We zien ze: bewust of onbewust. Waar we in Nederland ook gaan, we zien kerktorens. Als je erop gaat letten zijn het er echt heel veel. Het hoort bij het dorps- en stadsgezicht. Tekens van de centrale plek van het christendom in onze samenleving. Maar het zijn wel in toenemende mate verouderde tekens. Wie ziet een kerktoren en staat vervolgens stil bij een leven met God? Wie wordt vandaag bij een stadsgezicht waarin de kerktoren erboven uitsteekt daar aan herinnerd? Met financieel kunst- en vliegwerk worden oude kerkgebouwen gerestaureerd en zo goed mogelijk in stand gehouden. In nogal wat situaties moet een kerk verkocht worden. Soms aan een andere kerkelijke gemeente maar meestal aan een projectontwikkelaar die er op zijn bouwtekeningen al een ‘uniek’ appartementencomplex van heeft gemaakt. Als je er na de realisatie van het bouwproject langsrijdt, staat er op het oog nog een kerk maar van binnen is het geen godshuis meer.
Zoals sterren aan de hemel ons terug laten kijken in het verleden – immers het licht dat je vandaag ziet is jaren en jaren geleden al verzonden – zo laten veel kerktorens ons óók terug kijken in wat ooit was - een samenleving die voor een belangrijk deel bepaald werd door de christenen.
Op de site van de Protestantse Kerk las ik over een dorpskerkenbeweging. Er wordt gezocht naar wegen om kerk ‘in, van en voor het dorp’ te zijn. Hoe kunnen kerkgemeenschappen elkaar in een plaats inspireren en motiveren?

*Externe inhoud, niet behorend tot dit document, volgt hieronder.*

PR #965, opened 2018-10-10
need to sanitize catkin_ws paths before cprint

eisoku9618:
When the catkin_ws includes "@" (at sign), catkin_make_isolated does not work since ``ColorTemplate`` of ``terminal_color.py`` uses "@" as delimiter.
So ``terminal_color.py`` has a function named ``sanitize`` to replace "@" to "@@", but the authors seem to miss to apply ``sanitize`` at some points at ``builder.py``.

PR #969, opened 2018-10-13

Hoe een bijdrage leveren aan het gesprek over de kwaliteit van leven in de eigen woonplaats?
Dergelijke platforms zijn van belang. Want die kerktorens die wijzen nog wel een poosje naar boven. Maar of iemand zich straks door die gebouwen naar de levende God verwezen weet dat is dan de vraag.
Kunnen platforms de kerken dan redden? Nee, natuurlijk niet. Ze zijn zéker van belang. Maken kerken relevant voor de samenleving. Maar wat meer dan ooit nodig is zijn – een zelfverzonnen woord – ‘diepteforms’. Dat is uitspreken tegen onze Heer, onophoudelijk: ‘We doen van alles maar we kunnen het niet in eigen kracht. Help ons, koning Jezus!’